[Stored data]
┏━━
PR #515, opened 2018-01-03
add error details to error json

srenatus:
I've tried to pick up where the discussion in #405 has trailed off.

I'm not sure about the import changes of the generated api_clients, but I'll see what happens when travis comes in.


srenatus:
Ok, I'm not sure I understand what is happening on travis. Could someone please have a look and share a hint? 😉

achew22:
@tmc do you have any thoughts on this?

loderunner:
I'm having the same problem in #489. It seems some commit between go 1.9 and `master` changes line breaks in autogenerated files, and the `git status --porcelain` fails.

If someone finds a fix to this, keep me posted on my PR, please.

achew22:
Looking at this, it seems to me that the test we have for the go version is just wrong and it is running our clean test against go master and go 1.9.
┗━━
Brief | From the data above, copy each line where the string "please" appears.

Exercise answer |
Ok, I'm not sure I understand what is happening on travis. Could someone please have a look and share a hint? 😉
If someone finds a fix to this, keep me posted on my PR, please.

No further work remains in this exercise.